Extract the lines from the first line of the records below through the line containing "Koel, Vito, Lychee).", inclusive, and reproduce them exactly as written.
------ RECORDS FOR PROCESSING
Issue #412, opened 2026-06-20
ADR: bounded interprocedural response inference — refused (evidence-based)


Radiergummi:
**Status:** Decided — refused. Supersedes the proposed "Tier-1.5 / bounded interprocedural" rung.
**Measurement:** 5-app survey subset on `main @ 63082823`, post-#393 (InvoiceNinja, AureusERP, Koel, Vito, Lychee).
Local finding doc: `docs/internal/dogfooding/2026-06-20-interprocedural-inference-refused.md` (gitignored).

## Context

Pursuing ~80% out-of-the-box coverage read as *unconditional* (any app, untouched) collides with the
Tier-2 refusal. We considered a new rung — **bounded interprocedural inference**: follow
statically-singular call edges (`$this->m()`, `final`/`final`-class receivers) 1–3 hops, bind args to
params, re-run the Tier-1 whitelist at the callee — under two fixed constraints: **never emit wrong**
and **bounded cost**. Headline motivation: InvoiceNinja's `->itemResponse()`/`->listResponse()` family
(~266 routes, from the stale #360 sizing). We re-measured before building.

## Decision

**Do not build bounded interprocedural response inference.** The ladder stays Tier 0 (reflection) +
Tier 1 (bounded intra-method whitelist); Tier 2 stays refused.

## Evidence — corrected residual taxonomy (no substantive object payload)

| app | ops | substantive | correctly-empty | Fractal dynamic | resource-extraction gap | genuine Tier-2 | interproc NEW win |
|---|--:|--:|--:|--:|--:|--:|--:|
| InvoiceNinja | 522 | 67 | 16 | 253 | 0 | 186 | **0** |
| AureusERP | 90 | 66 | 0 | 0 | 0 | 24 | **0** |
| Koel | 170 | 42 | 31 | 0 | ~17 | ~78 | **0** |
| Vito | 144 | 114 | 29 | 0 | 0 | 1 | **0** |
| Lychee | 205 | 82 | 54 | ~3 | ~24 | ~42 | **0** |

Every "followable edge" resolves to one of:
1. **Fractal** (InvoiceNinja, 253) — `response($this->manager->createData(new Item($item, new $this->entity_transformer(...)))->toArray())`: dynamic transformer, runtime envelope key (`request()->input('index')`), `response()->make(<json string>)`. Not statically resolvable; Fractal-plugin territory at best.
[...]

PR #423, opened 2026-06-20
feat(#411): type ResourceToArrayReader fields from a wrapped non-Model value object's typed properties

### LINKED ISSUE #411: feat(responses): type ResourceToArrayReader fields from a wrapped non-Model value object's typed properties
## Problem

`ResourceToArrayReader` resolves `toArray()` field *values* against the wrapped class only when it
is an Eloquent **Model** (`resolveModelProperty` → `EloquentModelToSchema`). When a resource wraps
a plain **value object**, the model lookup yields nothing and each field falls through to
`unconstrained()` — emitting a property with **no type**.

The schema is still "substantive" (the properties exist), so this does **not** move the survey's
object-payload %. It is a **fidelity** gap: correctly-typed source data is emitted as untyped.

## Evidence (Koel, survey corpus)

`App\Http\Resources\GenreResource` wraps `App\Values\GenreSummary`:

```php
// GenreResource::toArray() — a clean single-return literal
return [
    'type' => 'genres',                 // -> string (literal)  OK
    'id' => $this->summary->publicId,   // -> untyped  (should be string)
    'name' => $this->summary->name,     // -> untyped  (should be string)
    'song_count' => $this->summary->songCount, // -> untyped (should be integer)
    'length' => $this->summary->length, // -> untyped (should be number)
];

// GenreSummary — a typed value object
final readonly class GenreSummary {
    public string $publicId; public string $name; public int $songCount; public float $length;
}
```

`$this->summary->publicId` is a `PropertyFetch` on a non-`$this`/non-`resource` receiver, so
`resolveModelProperty` returns null and the field is unconstrained.

When the wrapped value is a non-`Model` object with **statically-typed public properties**
(promoted ctor params or public typed props), resolve `$this->wrapped->field` (and `$this->field`)
against that object's property types via reflection, mapping PHP types → schema the same way the
model path does. Refuse (stay unconstrained) when the property type is absent, a union we don't
model, or the receiver isn't statically a single known class.

- `WrappedModelLocator` already finds the wrapped class; generalize it (or add a sibling) to return
  a non-Model wrapped class so the reader can reflect its property types.
- Scope strictly to typed public properties — no method calls, no accessors, no dataflow.

## Out of scope / non-goals

- No interprocedural following (see ADR `docs/superpowers/specs/2026-06-20-interprocedural-response-inference-refused-adr.md`).
- Does not change the object-payload % metric; this is a type-fidelity improvement.

## Acceptance

- Fixture resource wrapping a typed value object → fields carry correct scalar types.
- Untyped / union-typed properties stay unconstrained (never-wrong).
- No regression on Model-backed resources; survey shows no spec regressions.

Radiergummi:
Closes #411

### Tier & rationale

**Tier 0** — pure reflection over a wrapped value object's typed public properties, plus the bounded AST read of the `toArray()` literal that `ResourceToArrayReader` already does. No method calls, no accessors, no dataflow, no interprocedural following (the interproc ADR #412 stands). It is a type-**fidelity** fix: data that is statically typed at the source is currently emitted untyped.

### What the gap actually is (grounded in the code)

`ResourceToArrayReader::resolveModelProperty()` (`ResourceToArrayReader.php:452`) resolves a field only via `modelFieldName()` (`:479`), which matches **only** `$this->field` / `$this->resource->field` and only against an Eloquent `Model` (`$this->modelToSchema->propertyFor(...)`). Two things block the Koel case:

1. **Receiver shape.** Koel writes `$this->summary->publicId` — a `PropertyFetch` whose receiver is `$this->summary` (a typed property on the resource), which is neither `$this` nor `$this->resource`. `modelFieldName()` returns null, so it never even reaches a type lookup → `unconstrained()`.
2. **Wrapped class is a non-Model.** Even the `$this->field` form only resolves when the wrapped class is a `Model` (`WrappedModelLocator` filters to `Model` via `modelClassOf`).

So there are **two receiver shapes** to support, both reflecting a non-Model value object's typed public properties (promoted ctor params or declared public typed props):

- **(A) `$this-><wrappedProp>-><field>`** — the evidenced Koel shape. The value-object class is the declared type of the resource's own `<wrappedProp>` property (e.g. `GenreResource::$summary` typed `GenreSummary`). Resolve `<field>` against `GenreSummary`'s public property types.
- **(B) `$this-><field>` / `$this->resource-><field>`** — same forms the model path handles, but when the resource's `@mixin`/`@extends` names a **non-Model** class. Resolve `<field>` against that class's public property types.

Both reuse one new "type a public property of a known class by reflection" primitive, with the refusal gates from the issue.

### Refusal gates (never-wrong)

Stay `unconstrained()` (don't guess) when ANY of:
- the receiver isn't statically a single known class (e.g. `$this->summary` has no type, a union type, or the class doesn't exist / isn't autoloadable);
- the named member isn't a **public** property of that class (it's a method, an accessor, protected/private, or simply absent — no method-call / accessor support);
- the property has **no declared type**, or a **union/intersection** type we don't model (a plain nullable `?T` of a modelled scalar is fine and stays modelled; a multi-class or scalar-union like `int|string` refuses).

This mirrors `JsonSchemaFromType`'s existing scalar/enum/datetime/nullable handling while *gating out* the union/unmapped cases rather than emitting `JsonSchemaFromType`'s `oneOf`/"Unmapped type" fallback (which would not be "never-wrong" for this fidelity feature).

### Files to create / modify

1. **`src/Support/Extraction/PublicPropertyTypeReader.php` (new, `Support/`, `@internal`, `#[Scoped]`).** A plugin-agnostic primitive: `propertyFor(class-string $class, string $propertyName): ?OA\Property`.
   - Reflect `$class`; require a **public**, non-static property named `$propertyName` (covers both promoted ctor params and declared public typed props — both surface as `ReflectionProperty`).
   - Read `ReflectionProperty::getType()`. Require a `ReflectionNamedType` (refuse on `ReflectionUnionType` / `ReflectionIntersectionType` / no type → return null).
   - Map via the **same path the model accessor path uses** (`EloquentModelToSchema::propertyFromAccessor`, `:451-457`): `TypeResolver->resolve($reflectionType)` → symfony `Type` → `JsonSchemaFromType::fromType()`. Guard: if the resolved symfony `Type` is a `UnionType` (other than a simple `NullableType` of a modelled type) or resolves to an unmapped object, refuse (return null) instead of emitting the `oneOf`/unmapped-string fallback. Wrap `UnsupportedException` from the resolver → null.
   - Returns a named `OA\Property` (property name set by the caller, as the model path does).
   - Lives in `Support/` (not `Plugins/`) because it's generic reflection infra reusable by any plugin, per the CLAUDE.md placement rule. Dependencies: `TypeResolver` + `JsonSchemaFromType` (both already `Support/`-resident and `#[Scoped]`).  
     *Open question for plan-review:* whether to keep this brand-new tiny class or instead add a `publicPropertyFor()` method to `EloquentModelToSchema`. Recommendation: a separate `Support/` class — `EloquentModelToSchema` is Model-specific and already large; the value-object reader is a distinct concern and keeping it free of the Model dependency is cleaner. Flagged, not blocking.

2. **`src/Plugins/ApiResources/Support/WrappedModelLocator.php` (modify) — add a non-Model sibling.** Add `locateWrapped(class-string<JsonResource>): ?string` (or rename the private `resolve()` core to return any class-string and have both `locate()`—Model-filtered—and a new `locateValueObject()` share it). Minimal change: extract the `@mixin`/`@extends` class-string resolution (currently inlined in `resolve()`) into a private helper that returns the **unfiltered** class-string; keep `locate()` applying `modelClassOf`; add a new public method returning the class-string when it is a **non-Model** class that `class_exists`. Cache it separately. This serves shape (B). (Per the issue: "generalize it or add a sibling to return a non-Model wrapped class.")

3. **`src/Plugins/ApiResources/Support/ResourceToArrayReader.php` (modify) — wire both shapes.**
   - Inject `PublicPropertyTypeReader` and reflect the **resource class** for shape (A). The reader already receives `$resourceClass` in `readFields()`; thread the resource class (or a resolved `ReflectionClass`) down to value resolution so shape (A) can look up `<wrappedProp>`'s type.
   - **Shape (A):** in `resolveValue()` add a resolver step *before* the final `SchemaDefinitionFromLiteral` fallback (mirroring `resolveModelProperty`'s position, `:289`): detect `PropertyFetch( var: PropertyFetch( var: $this, name: <wrappedProp> ), name: <field> )`. Resolve `<wrappedProp>`'s declared type on the resource class (must be a single known class via reflection). Then `PublicPropertyTypeReader::propertyFor($valueObjectClass, $field)`; on null → leave for the existing fallback chain (ends in `unconstrained`). On success → `ofProperty(...)`.
   - **Shape (B):** when `resolveModelProperty` would currently return `unconstrained` because the wrapped class is not a Model, first try the non-Model wrapped class from `WrappedModelLocator::locateValueObject($resourceClass)` and run it through `PublicPropertyTypeReader`. Keep the Model path first (no regression); fall through to value-object only when the Model lookup yielded nothing. The `$this->field` / `$this->resource->field` receiver detection already exists via `modelFieldName()`.
   - **Caching/threading note:** `read()` memoises per resource class — fine; the new lookups are deterministic per class. The internal `fieldsFromArrayNode`/`resolveValue` signatures gain the resource `ReflectionClass` (or class-string) alongside the existing `?modelClass` parameter. Keep it minimal: thread one extra nullable param, don't restructure the walker.

   No change to `InferredResourceField`, `SchemaFromArrayDefinition`, or the registry — the new fields are ordinary `ofProperty(...)` results, identical in shape to the model path's output.

### Tests (TDD — write the failing tests first)

New fixtures under `tests/Fixtures/Resources/` + `tests/Fixtures/Values/`:

- `tests/Fixtures/Values/GenreSummaryValue.php` — a `final readonly` value object with typed public props: `string $publicId`, `string $name`, `int $songCount`, `float $length`, `?string $note` (nullable scalar → modelled nullable), and a `int|string $mixedKey` (union → refuse).
- `tests/Fixtures/Resources/ValueObjectResource.php` — wraps it via a typed `public GenreSummaryValue $summary` (promoted ctor param) and a `toArray()` single-return literal: `['type' => 'genres', 'id' => $this->summary->publicId, 'name' => $this->summary->name, 'song_count' => $this->summary->songCount, 'length' => $this->summary->length, 'note' => $this->summary->note, 'mixed' => $this->summary->mixedKey, 'untyped' => $this->summary->somethingUntyped]` — mirrors the Koel evidence + adds refuse cases.
- A second fixture exercising **shape (B)**: a resource whose `@mixin`/`@extends` names a non-Model value object and uses `$this->field` / `$this->resource->field`.

Feature tests in **`tests/Feature/Plugins/ApiResources/ResourceToArrayInferenceTest.php`** (extend the
existing file; reuse its signature-only controller + `generateSpec()`/schema-factory pattern):

1. **Happy path (shape A):** `id`→`string`, `name`→`string`, `song_count`→`integer`, `length`→`number`. (Mirrors Koel acceptance.)
2. **Nullable scalar:** `note` (`?string`) → `string` + nullable.
3. **Literal still wins:** `type` → `string` from the `'genres'` literal (unchanged).
4. **Refuse — union property:** `mixed` (`int|string`) stays unconstrained (no `type`, no `oneOf`).
5. **Refuse — absent/untyped property:** `untyped` (property doesn't exist OR has no declared type) stays unconstrained.
6. **Refuse — receiver not a known single class:** a resource whose wrapped prop is untyped / union / non-existent class → those fields stay unconstrained.
7. **Shape (B):** non-Model `@mixin`/`@extends` + `$this->field` → typed; Model path unaffected.
8. **No regression:** an existing Model-backed fixture (`InferredArticleResource`) still types its fields (run the existing assertions; add one guarding that the Model path is tried before the value-object path).

Unit tests for the new primitive in **`tests/Unit/Support/Extraction/PublicPropertyTypeReaderTest.php`**: scalar, nullable scalar, enum (if cheap), union→null, intersection→null, no-type→null, non-public→null, missing→null, non-existent class→null.

Also extend **`tests/Unit/Plugins/ApiResources/WrappedModelLocatorTest.php`** for the new non-Model locator: returns the value-object class for a non-Model `@mixin`/`@extends`, null for a Model (that's the existing `locate`'s job), null when absent.

Survey: this is generation-affecting (area:plugins/responses) → the survey gate applies. Acceptance explicitly says "survey shows no spec regressions" and the metric % is unchanged (fidelity-only). Coder/reviewer should run the survey and confirm no regressions and ideally the Koel GenreResource fields gain types.

### Docs

`docs/auto-derivation.md` — the API-Resource `toArray()` paragraph (the Response-body row at line 16 and any JsonResource subsection) currently says fields are typed from the wrapped `@mixin`/`@extends` **model**. Extend it: when the resource instead wraps a **non-Model value object** with statically typed public properties, `$this->wrapped->field` and `$this->field` are typed from that object's property types; untyped or union-typed properties stay unconstrained. Cross-reference [Plugins → ApiResources](plugins.md#apiresources) if that page enumerates the toArray() behaviour; mirror the wording there if so.

### CHANGELOG

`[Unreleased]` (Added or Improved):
PR #424, opened 2026-06-20
feat(#415): capture @property trailing description into model property description

### LINKED ISSUE #415: feat(responses): capture @property trailing description into model property description
## Problem

`@property Type \$name Trailing description.` is the idiomatic place to document model attributes,
but the trailing description is discarded — only the type is read. Field-level description coverage
is **5%** in the corpus; authored `@property` prose is the most defensible never-wrong source and is
thrown away today.

## Evidence

- `@property`/`@property-read` parsed into `PropertyTagValueNode` but only `$tag->type` is consumed: `src/Support/Extraction/EloquentModelToSchema.php:217-227` (and `:109`).
- The string `description` appears **nowhere** in that file (`grep -n description` → empty), so `PropertyTagValueNode->description` is never read.

## Proposal (Tier-0)

When building a property from a tag, if `$tag->description` is non-empty, set
`OA\Property->description` — only when not already set by a higher-precedence authored source
(attributes win). Pure docblock read, deterministic.

## Scope / Out of scope

- In: both `propertyFor()` and `schemaFor()` paths; trim whitespace; skip empties.
- Out: synthesizing descriptions from column names (a smell); migration `->comment()` (folds into the migration-reader issue).

## Acceptance

`@property string \$email The primary contact email.` emits that string as the property description; a tag with no trailing text emits none; an attribute-supplied description is not overwritten.

<sub>From the 2026-06-20 lever audit.</sub>

Radiergummi:
Closes #415

### Tier & rationale

**Tier 0** — pure docblock read. The `@property`/`@property-read` tags are already parsed into
`PropertyTagValueNode`s (which carry both `->type` and `->description`); we just stop discarding the
trailing `->description`. Deterministic, no body parsing. Most-defensible never-wrong description
source; field-description coverage is 5% in the corpus.

`metadataFor()` (`EloquentModelToSchema.php:217-227`) stores the full `PropertyTagValueNode` per
name in `$metadata['propertyTags']`, so the description is *available* at every consumption site —
it's just dropped at the call boundary: both `propertyFor()` (`:128`, `:139`) and `schemaFor()`
(`:569`, `:578`) call `propertyFromTag($name, $tag->type, $reflection)`, passing only `$tag->type`.
`grep -n description` over the file is empty, confirming `->description` is never read.

The tag also reaches the **cast** branches: `castToProperty($name, $castString, $tag?->type)`
(`:119`, `:565`) — where a column has both a cast and a documented `@property`. And the
backed-enum, timestamp, and untyped-fallback branches each emit a property while a `@property` tag
may still exist for that name. The description should attach to the named property **whenever a tag
with trailing prose exists**, regardless of which builder produced the schema — that is the
"both paths, all branches" intent.

### Design — one chokepoint helper, applied after each property is built

Add a single private helper and call it on the built `OA\Property` in both methods:

```php
/** Sets the tag's trailing prose as the description, unless one is already present. */
private function applyTagDescription(OA\Property $property, ?PropertyTagValueNode $tag): OA\Property
{
    $description = trim((string) ($tag?->description ?? ''));

    if ($description !== '' && (is_undefined($property->description) /* or === null */)) {
        $property->description = $description;
    }

    return $property;
}
```

- **Trim + skip-empty:** `trim()` then `=== ''` guard (the issue's "trim whitespace, skip empties").
- **Don't overwrite ("attributes win"):** only set when the property has no description yet. The
  attribute-wins precedence is preserved structurally because attribute composition
  (`#[ResourceField]` etc.) happens **downstream** in `SchemaFromResource` on its own `OA\Property`,
  not by overlaying this model property. Confirm the correct "unset" sentinel for swagger-php
  `OA\Property->description` — it is the `Generator::UNDEFINED` non-empty-string sentinel, so test
  with `is_undefined(...)` (see the project memory on `UNDEFINED` being a string), **not**
  `=== null`. The coder must verify which holds for a freshly-built `OA\Property(['property' => …])`
  and gate accordingly; getting this wrong is the one real footgun here.
- **reviewer-2 correction — the tag is NOT the only in-file description source.** The plan said "the
  only description source is the tag"; that is wrong. `propertyFromSchema()` (`:255`) builds via
  `copy_schema_fields($schema, new OA\Property(...))`, which copies **every** set field from the
  schema onto the property — including a `description` that `JsonSchemaFromType` already attached: a
  **documented backed-enum**'s case-list description (`enumCaseDescription`, set on the schema at
  `JsonSchemaFromType.php:154`) and the unmapped-type/object/builtin apology strings. So on the
  backed-enum-from-cast and tag-backed-enum branches, the property may **already** carry a
  description before `applyTagDescription` runs. This is exactly why `is_undefined` (not `=== null`)
  matters, and it makes a precedence decision: **a documented-enum case description pre-empts the
  `@property` trailing prose** (the guard sees the description already set and skips). That ordering
  is reasonable (the enum case list is more specific than free prose) and is the *only* sensible
  outcome of a no-overwrite guard — but it must be a **deliberate, tested** decision, not an
  accident. Add a test (below): a column that is a documented backed-enum cast **and** carries a
  described `@property` keeps the enum-case description, not the tag prose. (Acceptance #415 is
  silent here; this records the chosen precedence.)

**Application points** (so it covers every branch in both methods):

- `propertyFor()` (`:100-169`): wrap each `return`/built property with `applyTagDescription(..., $tag)`
  for the branches where `$tag` is in scope — the cast→castToProperty result, the unrecognised-cast
  tag fallback, the backed-enum-from-cast property, the plain tag property, the untyped
  `new OA\Property(['property' => $propertyName])` fallback (when a tag exists), and the timestamp
  branch if a `@property` documents the timestamp. Cleanest: compute `$tag` once (already done at
  `:109`) and funnel every non-null return through the helper. The relation/append-accessor branches
  have no `@property` tag by definition (or use a different name) — pass the looked-up `$tag` which
  may be null (helper no-ops).
- `schemaFor()` (`:547-605`): **reviewer-2 refinement — prefer a single post-loop pass over touching
  the six `$properties[] = …` branches.** `schemaFor` already has two post-loop passes that iterate
  `foreach ($properties as $property)` keyed by `$property->property`: the `$examples` pass (`:608`)
  and the `$required` re-lookup (`:618`). Add a third pass in the same shape:
  ```php
  foreach ($properties as $property) {
      $this->applyTagDescription($property, $propertyTags[$property->property] ?? null);
  }
  ```
  This covers every branch (each built property carries its own `->property` name and the tag is
  reachable by name), matches the file's established idiom, and touches **zero** of the `continue`
  branches — strictly lower-touch and less error-prone than threading the call through each emission.

- `propertyFor()` (`:100-169`): `$tag` is in scope throughout but there are ~8 distinct returns.
  **reviewer-2 refinement — one chokepoint, not eight edits:** rename the current body to a private
  `buildPropertyFor(...)` and have the public method decorate its single result:
  ```php
  $property = $this->buildPropertyFor($modelClass, $propertyName, $tag, $metadata);
  return $property === null ? null : $this->applyTagDescription($property, $tag);
  ```
  (null still propagates as today.) Avoids scattering `applyTagDescription` across every return and
  keeps the null-on-total-miss contract intact.

Keep it surgical: the two chokepoints above, the helper, and the tag re-lookup pass — no broader
control-flow restructuring.

### Files to modify

1. **`src/Support/Extraction/EloquentModelToSchema.php`** — add the helper; thread `$tag` (already in
   scope) through the built properties in `propertyFor()` and `schemaFor()`. Add the
   `PropertyTagValueNode` import if not already present (it is — used in `metadataFor`'s typehints),
   and `is_undefined` from the package helpers (verify import).

No other production files. No `Contracts`/signature/config change.

### Tests (TDD — write first)

New fixture **`tests/Fixtures/Models/DescribedArticle.php`** — a model whose `@property` tags carry
trailing prose, plus the edge cases:
```php
/**
 * @property string $email        The primary contact email.
 * @property int    $login_count  Times the user has signed in.
 * @property string $name                                 (no trailing text → no description)
 * @property string $title           Surrounded by spaces.   (whitespace trim)
 * @property-read string $slug      URL-safe identifier.       (@property-read path)
 */
```
Include at least one column that is **both cast and documented** (e.g. a `datetime`/enum cast with a
described `@property`) to prove the description attaches on the cast branch too.

Unit tests:

- **`tests/Unit/Support/Extraction/EloquentModelPropertyLookupTest.php`** (the `propertyFor` path):
  1. `@property string $email The primary contact email.` → `description === 'The primary contact email.'`.
  2. Tag with no trailing text → no `description` key emitted.
  3. Whitespace-only / surrounding whitespace → trimmed (`'Surrounded by spaces.'`), and a
     whitespace-only description emits nothing.
  4. `@property-read` described tag → description captured (same code path, but assert it).
  5. Cast + described tag → description present on the cast-derived property (proves cast branch).
  6. **Attribute-wins / no-overwrite:** a property that already has a description is not overwritten.
     Within this unit the cleanest way to prove the guard is a direct helper test or a property
     pre-seeded with a description; if not reachable in isolation, assert via the downstream
     ApiResources path (below) that a `#[ResourceField(description: …)]` wins over the `@property`.
  7. **reviewer-2 — documented-enum precedence (pins the no-overwrite guard against a real in-file
     source):** a column that is a documented backed-enum cast (its enum cases carry PHPDoc, so
     `enumCaseDescription` populates the schema description, copied onto the property by
     `copy_schema_fields`) **and** also has a described `@property` tag → assert the property's
     `description` is the **enum case list**, not the tag prose. This proves `is_undefined` correctly
     sees the pre-set description and skips, and locks the chosen precedence. (A `=== null` guard
     would *also* skip here since the sentinel is a string, but it would WRONGLY skip the
     plain-tag/untyped branches — so keep test #1/#5 to catch that direction too.)
- **`tests/Unit/Support/Extraction/EloquentModelToSchemaTest.php`** (the `schemaFor` path): the
  described-tag → `properties.<name>.description` assertion; no-trailing-text → none; and the
  cast+described case. Mirrors the propertyFor assertions on the full-schema output.

Edge cases explicitly covered: no-trailing-text → no description (acceptance); whitespace trim;
both `@property` and `@property-read`; both `propertyFor` and `schemaFor`; cast-branch; and the
attribute-not-overwritten precedence.

Regression: the existing `Article` fixture has no described tags, so existing assertions are
unaffected; run the full `EloquentModelToSchemaTest` / `EloquentModelPropertyLookupTest` to confirm.

### Docs

`docs/auto-derivation.md` — the model `@property`/`@property-read` bullet (around line 152, item 2 in
the Eloquent model-schema section) lists what the tag contributes (types, nullability, model `$ref`,
array shapes). Add that the **trailing description** of a `@property` tag becomes the property's
`description` (skipped when empty; an authored attribute description wins). One sentence, existing
style.

### CHANGELOG

`[Unreleased]` (Added or Improved):
> Eloquent model `@property` / `@property-read` tags now contribute their trailing prose as the
> property `description` in the generated schema (whitespace-trimmed; empty descriptions skipped; an
> authored attribute description is never overwritten).

### Lint rule

None. (This only enriches an already-emitted property; `field.description-missing` will now fire
*less*, which is the desired effect.)

- **Low controversy** — no `src/Contracts/**`, no public signature, no config key, no stage-order
  change. `EloquentModelToSchema` is `@internal` `Support/` infra.
- The single thing to get right (flagged for the coder, not a merge gate): the **"already set"
  sentinel** for `OA\Property->description`. swagger-php uses the `Generator::UNDEFINED` *string*
  sentinel for unset annotation fields, so the no-overwrite guard must use `is_undefined(...)`, not
  `=== null` (project memory: "swagger-php UNDEFINED is a string"). The whole "attributes win"
  acceptance criterion hinges on this guard behaving correctly. Tested by edge case #6.
- Generation-affecting but description-only; no metric/object-payload movement expected. Survey is
  cheap insurance but the change cannot regress schema *shape* (it only adds a `description` key) —
  note this in the PR so review knows the survey risk is near-zero.


Radiergummi:

Grounding note: the tag description is already available at every consumption site — `metadataFor()` stores the full `PropertyTagValueNode` (type + description) per name; both `propertyFor()` and `schemaFor()` just drop `->description` by passing only `$tag->type` into `propertyFromTag()`. Plan adds one `applyTagDescription()` helper funnelled through every built property in both methods (covering the cast / enum / timestamp / untyped branches too, not only the plain-tag branch). One footgun flagged for the coder: the no-overwrite ("attributes win") guard must test `is_undefined($property->description)`, not `=== null`, because swagger-php uses the Generator::UNDEFINED *string* sentinel. Low controversy; description-only, cannot change schema shape.

Radiergummi:
🤖 **[lead]** plan posted on draft PR #424 → plan-review (queued; both reviewers currently on #423 code-review, will dispatch when one frees). Tier-0 pure docblock read; planner flagged the Generator::UNDEFINED string-sentinel guard (use is_undefined, not === null) for the attributes-win criterion. Low controversy; description-only → near-zero survey risk.

Radiergummi:
🤖 **[reviewer]** plan-review: **approved** (amended the plan in the PR body — 2 refinements + 1 correction).

Tier 0 is right (pure docblock read; `PropertyTagValueNode->description` already parsed and merely dropped). Scope is surgical: one file, `@internal` Support infra, no Contracts/signature/config/stage change. Tests, docs page (`docs/auto-derivation.md`), and CHANGELOG entry are all named. The two items flagged for me both check out, with one correction:

1. **`is_undefined` vs `=== null` guard — confirmed correct and load-bearing.** Verified `is_undefined` wraps `Generator::isDefault` (`src/functions.php:23`), and a freshly-built `new OA\Property(['property' => …])` leaves `description` as the `Generator::UNDEFINED` *non-empty-string* sentinel, not null. So `=== null` would be false for an undecorated property → the guard would think a description already exists → **never apply**, silently breaking the whole feature. The plan mandates `is_undefined(...)`; that is the right call and the acceptance hinges on it.

2. **Funnelling all branches — correct, but I lowered the touch count and surfaced a real precedence interaction:**
   - **`schemaFor`:** instead of threading the call through the six `$properties[] = …` branches, add a **single post-loop pass** mirroring the existing `$examples` (`:608`) and `$required` (`:618`) passes, keyed by `$property->property` → `$propertyTags[name] ?? null`. Zero `continue`-branch edits, matches the file's idiom, no double-apply. Amended into the plan.
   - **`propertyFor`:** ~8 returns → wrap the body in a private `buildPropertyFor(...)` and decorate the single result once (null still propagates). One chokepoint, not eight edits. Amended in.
------------
### ANSWER TO THE PROBLEM
Issue #412, opened 2026-06-20
ADR: bounded interprocedural response inference — refused (evidence-based)


Radiergummi:
**Status:** Decided — refused. Supersedes the proposed "Tier-1.5 / bounded interprocedural" rung.
**Measurement:** 5-app survey subset on `main @ 63082823`, post-#393 (InvoiceNinja, AureusERP, Koel, Vito, Lychee).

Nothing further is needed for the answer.